**Try it**
Among the records below, determine how many lines have the word "possible" in them; output only the number.
= Beginning of Section =
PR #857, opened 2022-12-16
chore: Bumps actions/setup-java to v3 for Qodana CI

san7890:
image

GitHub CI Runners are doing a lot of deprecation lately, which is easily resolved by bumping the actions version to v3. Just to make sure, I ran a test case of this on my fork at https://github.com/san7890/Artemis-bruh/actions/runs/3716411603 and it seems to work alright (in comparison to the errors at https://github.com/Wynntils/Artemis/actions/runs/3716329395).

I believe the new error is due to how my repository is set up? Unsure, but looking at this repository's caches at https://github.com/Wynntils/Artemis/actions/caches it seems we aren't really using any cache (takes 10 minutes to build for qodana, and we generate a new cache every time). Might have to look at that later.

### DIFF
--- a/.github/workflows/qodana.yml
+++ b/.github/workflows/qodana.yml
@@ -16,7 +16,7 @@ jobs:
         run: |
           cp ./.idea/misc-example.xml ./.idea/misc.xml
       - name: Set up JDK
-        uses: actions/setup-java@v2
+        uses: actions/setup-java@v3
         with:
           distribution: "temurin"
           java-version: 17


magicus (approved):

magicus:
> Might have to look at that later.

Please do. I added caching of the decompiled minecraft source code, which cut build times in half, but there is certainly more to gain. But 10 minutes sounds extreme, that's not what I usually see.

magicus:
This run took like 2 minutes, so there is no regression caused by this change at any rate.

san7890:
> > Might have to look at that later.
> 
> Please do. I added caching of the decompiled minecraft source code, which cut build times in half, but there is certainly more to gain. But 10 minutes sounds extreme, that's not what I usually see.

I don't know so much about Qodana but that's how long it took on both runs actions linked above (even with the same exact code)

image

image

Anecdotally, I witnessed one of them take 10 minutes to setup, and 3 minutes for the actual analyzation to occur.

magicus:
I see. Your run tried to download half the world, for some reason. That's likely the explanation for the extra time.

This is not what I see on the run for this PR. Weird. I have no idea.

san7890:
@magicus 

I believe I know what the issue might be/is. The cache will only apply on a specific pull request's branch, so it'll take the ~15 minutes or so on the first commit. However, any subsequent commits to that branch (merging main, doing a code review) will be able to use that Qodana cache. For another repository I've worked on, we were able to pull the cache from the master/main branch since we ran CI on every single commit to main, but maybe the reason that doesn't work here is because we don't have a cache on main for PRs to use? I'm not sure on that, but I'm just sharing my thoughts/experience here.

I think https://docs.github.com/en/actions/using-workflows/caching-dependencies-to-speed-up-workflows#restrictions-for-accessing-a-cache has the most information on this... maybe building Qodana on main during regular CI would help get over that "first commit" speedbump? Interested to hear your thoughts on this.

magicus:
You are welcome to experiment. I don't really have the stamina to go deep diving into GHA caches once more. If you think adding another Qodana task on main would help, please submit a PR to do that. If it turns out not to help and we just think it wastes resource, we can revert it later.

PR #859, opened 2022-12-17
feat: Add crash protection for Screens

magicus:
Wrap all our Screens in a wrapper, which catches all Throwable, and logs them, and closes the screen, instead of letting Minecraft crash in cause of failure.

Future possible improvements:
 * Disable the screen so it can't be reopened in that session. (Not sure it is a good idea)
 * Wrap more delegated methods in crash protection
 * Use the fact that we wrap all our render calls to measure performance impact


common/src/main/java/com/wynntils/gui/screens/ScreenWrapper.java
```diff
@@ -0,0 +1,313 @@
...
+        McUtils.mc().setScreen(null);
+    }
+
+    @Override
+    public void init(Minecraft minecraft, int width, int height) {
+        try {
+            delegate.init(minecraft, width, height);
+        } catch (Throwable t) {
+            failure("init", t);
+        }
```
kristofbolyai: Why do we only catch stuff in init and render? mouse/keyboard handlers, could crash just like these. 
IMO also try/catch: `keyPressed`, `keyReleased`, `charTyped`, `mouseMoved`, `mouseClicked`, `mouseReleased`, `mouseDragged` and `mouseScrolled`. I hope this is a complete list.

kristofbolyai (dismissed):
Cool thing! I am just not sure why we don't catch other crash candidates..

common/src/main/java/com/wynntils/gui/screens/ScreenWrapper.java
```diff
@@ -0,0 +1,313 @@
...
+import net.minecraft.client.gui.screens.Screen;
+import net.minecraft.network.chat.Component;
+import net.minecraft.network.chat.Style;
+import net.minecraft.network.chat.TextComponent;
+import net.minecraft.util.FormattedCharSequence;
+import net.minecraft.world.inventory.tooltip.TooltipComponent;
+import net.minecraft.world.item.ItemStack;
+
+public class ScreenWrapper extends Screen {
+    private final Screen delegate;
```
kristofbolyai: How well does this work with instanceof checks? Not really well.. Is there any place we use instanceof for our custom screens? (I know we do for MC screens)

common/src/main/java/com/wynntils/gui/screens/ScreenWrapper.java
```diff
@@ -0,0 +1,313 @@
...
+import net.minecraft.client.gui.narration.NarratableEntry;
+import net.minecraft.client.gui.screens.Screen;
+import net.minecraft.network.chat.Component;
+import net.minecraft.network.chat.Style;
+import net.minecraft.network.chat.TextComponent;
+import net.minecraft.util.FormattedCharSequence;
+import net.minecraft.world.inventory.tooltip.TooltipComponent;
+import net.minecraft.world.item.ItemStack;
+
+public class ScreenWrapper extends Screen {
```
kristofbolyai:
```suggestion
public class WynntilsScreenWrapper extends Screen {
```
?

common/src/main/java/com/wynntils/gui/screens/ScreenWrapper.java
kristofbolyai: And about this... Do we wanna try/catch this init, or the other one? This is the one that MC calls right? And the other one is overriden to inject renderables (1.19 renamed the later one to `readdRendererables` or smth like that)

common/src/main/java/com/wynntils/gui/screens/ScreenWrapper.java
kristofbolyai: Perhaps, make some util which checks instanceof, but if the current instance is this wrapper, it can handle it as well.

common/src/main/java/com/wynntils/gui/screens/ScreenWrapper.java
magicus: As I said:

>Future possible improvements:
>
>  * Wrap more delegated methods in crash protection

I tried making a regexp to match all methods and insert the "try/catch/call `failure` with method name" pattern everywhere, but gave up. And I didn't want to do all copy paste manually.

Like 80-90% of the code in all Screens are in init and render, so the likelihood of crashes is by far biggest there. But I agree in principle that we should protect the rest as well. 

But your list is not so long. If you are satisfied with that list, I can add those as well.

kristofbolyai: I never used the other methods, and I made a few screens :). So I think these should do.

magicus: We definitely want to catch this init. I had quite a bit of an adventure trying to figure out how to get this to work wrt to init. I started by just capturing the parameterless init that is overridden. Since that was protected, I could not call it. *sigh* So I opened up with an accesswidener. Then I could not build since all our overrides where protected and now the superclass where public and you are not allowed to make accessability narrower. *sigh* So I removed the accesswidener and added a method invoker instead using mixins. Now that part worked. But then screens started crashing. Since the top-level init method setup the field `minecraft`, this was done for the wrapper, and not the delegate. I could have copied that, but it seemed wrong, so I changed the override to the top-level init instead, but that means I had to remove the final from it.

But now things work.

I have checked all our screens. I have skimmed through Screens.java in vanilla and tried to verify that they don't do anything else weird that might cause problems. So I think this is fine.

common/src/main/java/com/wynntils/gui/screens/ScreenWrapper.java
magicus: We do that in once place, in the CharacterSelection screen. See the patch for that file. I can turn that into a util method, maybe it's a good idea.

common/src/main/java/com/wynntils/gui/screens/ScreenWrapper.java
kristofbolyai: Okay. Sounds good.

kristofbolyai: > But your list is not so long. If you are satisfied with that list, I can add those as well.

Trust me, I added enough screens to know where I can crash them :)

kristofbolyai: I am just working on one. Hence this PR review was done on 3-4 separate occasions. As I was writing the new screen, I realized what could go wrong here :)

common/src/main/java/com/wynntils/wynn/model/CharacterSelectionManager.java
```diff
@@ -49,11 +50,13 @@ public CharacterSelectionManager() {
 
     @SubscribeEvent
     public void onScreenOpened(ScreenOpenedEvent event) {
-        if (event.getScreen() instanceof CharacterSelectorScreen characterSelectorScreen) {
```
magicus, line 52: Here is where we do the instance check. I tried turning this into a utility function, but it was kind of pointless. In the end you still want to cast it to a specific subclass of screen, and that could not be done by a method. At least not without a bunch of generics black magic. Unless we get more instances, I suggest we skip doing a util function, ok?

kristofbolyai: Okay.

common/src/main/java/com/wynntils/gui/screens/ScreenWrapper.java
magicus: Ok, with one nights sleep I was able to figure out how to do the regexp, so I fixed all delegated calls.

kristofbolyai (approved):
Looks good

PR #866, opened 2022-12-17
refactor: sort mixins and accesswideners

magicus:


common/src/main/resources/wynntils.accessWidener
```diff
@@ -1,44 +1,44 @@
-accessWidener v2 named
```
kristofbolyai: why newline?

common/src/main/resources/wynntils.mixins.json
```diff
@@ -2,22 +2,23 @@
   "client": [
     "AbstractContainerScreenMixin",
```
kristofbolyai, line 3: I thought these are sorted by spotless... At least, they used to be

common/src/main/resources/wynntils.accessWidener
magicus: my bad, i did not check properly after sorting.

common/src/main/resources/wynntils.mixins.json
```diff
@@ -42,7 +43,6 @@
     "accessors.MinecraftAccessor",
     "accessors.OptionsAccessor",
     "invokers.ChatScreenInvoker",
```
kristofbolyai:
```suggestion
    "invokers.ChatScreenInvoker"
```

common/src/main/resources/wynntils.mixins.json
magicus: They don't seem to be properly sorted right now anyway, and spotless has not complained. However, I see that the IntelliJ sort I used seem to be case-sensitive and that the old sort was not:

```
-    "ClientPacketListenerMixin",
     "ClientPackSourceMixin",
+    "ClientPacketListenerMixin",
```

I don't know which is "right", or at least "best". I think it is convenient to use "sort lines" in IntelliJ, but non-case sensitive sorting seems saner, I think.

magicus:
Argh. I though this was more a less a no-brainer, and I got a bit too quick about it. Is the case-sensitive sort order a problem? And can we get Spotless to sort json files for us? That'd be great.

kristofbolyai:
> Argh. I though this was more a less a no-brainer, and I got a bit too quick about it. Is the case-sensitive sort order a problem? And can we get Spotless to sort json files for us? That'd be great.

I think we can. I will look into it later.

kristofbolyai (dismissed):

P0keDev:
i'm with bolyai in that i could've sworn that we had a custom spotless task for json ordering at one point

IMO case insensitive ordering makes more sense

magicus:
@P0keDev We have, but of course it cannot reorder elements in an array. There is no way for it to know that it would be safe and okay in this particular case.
= End of Section =
**Solved exercise**
2